◆ TO DO ◆
Go through the records below and copy out every line holding "github".

——

PR #112, opened 2024-04-15
Resolve remaining questions within RPC plans

seancolsen:
This PR makes changes to our RPC plans document to resolve some of the outstanding questions by proposing answers to them.

[Rendered doc](https://github.com/mathesar-foundation/mathesar-wiki/blob/rpc_plans/docs/projects/2024/architecture-transition/rpc.md)

Specifically:

- Timeline is clarified to indicate that we don't intend to transition _all_ REST endpoints to RPC by the beta release.

- `rpc-client.md` is updated to specify that we will manually maintain TypeScript types and we won't attempt to auto-generate them.

- We'll avoid attempting to transition the data_files endpoint to RPC any time soon.

- We'll use "fixed ids", keeping the scope of unique id values limited to a single HTTP request.

- We'll use the standard verbs: **list**, **get**, **add**, **patch**, **replace**, and **delete**.

- We'll allow arbitrarily deep namespacing.

- I removed questions about response structure and error structure, thinking that we'll basically resolve this as we go by establishing precedent. Perhaps we'll choose to document this later, but I'm not sure.

- I removed the "casing transformation" and "error types" questions because I think the answer is basically "we don't want to spend time on this", including tiding up and properly documenting our decision process. Basically this decision process ocurred within my head and I don't think it's worth the time to capture it.

- I filled in names for all of the RPC functions.

### DIFF
--- a/docs/projects/2024/architecture-transition/rpc.md
+++ b/docs/projects/2024/architecture-transition/rpc.md
@@ -6,7 +6,7 @@ It is maintained by Sean and Brent.
 
 ## Timeline
 
-We want to be fully transitioned to RPC APIs by the **beta release**. Ideally we would not have any REST-based APIs at that point.
+We want _most_ (but not all) of our REST endpoints to be fully transitioned to RPC APIs by the **beta release**. Some REST endpoints will likely remain, especially ones like `data_files` that will be difficult (or impossible?) to transition to JSON-RPC.
 
 ## JSON-RPC spec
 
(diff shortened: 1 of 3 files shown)


seancolsen:
@pavish @mathemancer please review to make sure you're on board with the small decisions I'm proposing here.

seancolsen:
One small comment/question for @mathemancer and @pavish...

My proposed method names use plural nouns like this:

```
schemas.add
schemas.delete
schemas.get
schemas.list
schemas.patch
```

I have a slight preference for using singular nouns like this:

```
schema.add
schema.delete
schema.get
schema.list
schema.patch
```

I'm fine with plural nouns if that's what you two prefer though. I used plural nouns in the PR because that's how Brent started off in https://github.com/mathesar-foundation/mathesar/pull/3524

pavish (approved):
@seancolsen Looks good to me!

I have a slight preference towards plural nouns in the function names. I do not have a strong opinion and I'm good with either.

docs/projects/2024/architecture-transition/rpc.md
```diff
@@ -128,76 +77,136 @@ The move to JSON-RPC opens up the possibility for the front end to consolidate m
...
+| `/api/db/v0/connections/{connectionId}/`                    | PATCH       | `connections.patch`                     |
+| `/api/db/v0/connections/`                                   | GET         | `connections.list`                      |
+| `/api/db/v0/data_files/{id}`                                | GET         | _(keep)_                                |
+| `/api/db/v0/data_files/{id}`                                | PATCH       | _(keep)_                                |
+| `/api/db/v0/data_files/`                                    | POST        | _(keep)_                                |
+| `/api/db/v0/links/`                                         | POST        | `data_modeling.add_link`                |
+| `/api/db/v0/queries/{queryId}/`                             | DELETE      | `explorations.delete`                   |
+| `/api/db/v0/queries/{queryId}/`                             | GET         | `explorations.get`                      |
+| `/api/db/v0/queries/{queryId}/`                             | PUT         | `explorations.replace`                  |
```
mathemancer, line 91: Is this actually a thing? I.e., is there a UI flow for wholesale replacing an exploration?

docs/projects/2024/architecture-transition/rpc.md
```diff
@@ -111,7 +43,20 @@ We are enforcing a standard of always using named parameters and never using pos
...
+| ✅ Use      | ❌ Don't use |
+| --          | --               |
+| **list**    | ~~get all~~, ~~select~~ |
+| **get**     | ~~get one~~, ~~fetch~~, ~~return~~ |
+| **add**     | ~~create~~, ~~insert~~, ~~make~~, ~~new~~ |
+| **patch**   | ~~partial update~~, ~~edit~~, ~~alter~~ |
+| **replace** | ~~full update~~, ~~put~~, ~~set~~ |
+| **delete**  | ~~remove~~, ~~drop~~ |
 
 ### Docstrings
```
mathemancer, line 62: We're no longer using Sphinx, but rather Google-style docstrings.

docs/projects/2024/architecture-transition/rpc.md
```diff
@@ -128,76 +77,136 @@ The move to JSON-RPC opens up the possibility for the front end to consolidate m
...
-| `/api/ui/v0/tables/{tableId}/shares/`                       | GET         |           |
-| `/api/ui/v0/tables/{tableId}/shares/`                       | POST        |           |
-| `/api/ui/v0/users/{userId}/`                                | DELETE      |           |
-| `/api/ui/v0/users/{userId}/`                                | GET         |           |
-| `/api/ui/v0/users/{userId}/`                                | PATCH       |           |
-| `/api/ui/v0/users/{userId}/password_reset/`                 | POST        |           |
-| `/api/ui/v0/users/`                                         | GET         |           |
-| `/api/ui/v0/users/`                                         | POST        |           |
-| `/api/ui/v0/users/password_change/`                         | POST        |           |
+| Endpoint                                                    | HTTP Method | Function                                |
```
mathemancer, line 80: Overall, I'm supportive of the naming scheme you have here. Thanks for going through the details on it!

mathemancer (changes requested):
Overall, the changes look great. One change I'd suggest adding is to update the documentation of our docstring style from Sphinx to the [Google style](https://google.github.io/styleguide/pyguide.html#38-comments-and-docstrings)

docs/projects/2024/architecture-transition/rpc.md
seancolsen: Yes. When the user clicks the "Save" button on an exploration, we go [here](https://github.com/mathesar-foundation/mathesar/blob/develop/mathesar_ui/src/systems/data-explorer/exploration-inspector/ExplorationTab.svelte#L76) and then [here](https://github.com/mathesar-foundation/mathesar/blob/develop/mathesar_ui/src/stores/queries.ts#L224). That's a PUT request. This is code that @pavish wrote, I think with Dom's help on the backend. I imagine they both had a good reasons for using PUT instead of PATCH, but I don't understand enough about the inner-workings of the exploration data structures to understand why. In my audit of REST endpoints, this one did stand out to me as the only endpoint where we're using a PUT request.

@pavish if you want to shed any light on your reasoning here, that might be helpful.

docs/projects/2024/architecture-transition/rpc.md
seancolsen: Fixed in 632e0cefb78c35bd9cd7e8785a69bfc29394aee5

seancolsen:
@mathemancer this is ready for re-review.

mathemancer (approved):
All good from my end.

——

◆ YOUR SOLUTION ◆
[Rendered doc](https://github.com/mathesar-foundation/mathesar-wiki/blob/rpc_plans/docs/projects/2024/architecture-transition/rpc.md)
I'm fine with plural nouns if that's what you two prefer though. I used plural nouns in the PR because that's how Brent started off in https://github.com/mathesar-foundation/mathesar/pull/3524
Overall, the changes look great. One change I'd suggest adding is to update the documentation of our docstring style from Sphinx to the [Google style](https://google.github.io/styleguide/pyguide.html#38-comments-and-docstrings)
seancolsen: Yes. When the user clicks the "Save" button on an exploration, we go [here](https://github.com/mathesar-foundation/mathesar/blob/develop/mathesar_ui/src/systems/data-explorer/exploration-inspector/ExplorationTab.svelte#L76) and then [here](https://github.com/mathesar-foundation/mathesar/blob/develop/mathesar_ui/src/stores/queries.ts#L224). That's a PUT request. This is code that @pavish wrote, I think with Dom's help on the backend. I imagine they both had a good reasons for using PUT instead of PATCH, but I don't understand enough about the inner-workings of the exploration data structures to understand why. In my audit of REST endpoints, this one did stand out to me as the only endpoint where we're using a PUT request.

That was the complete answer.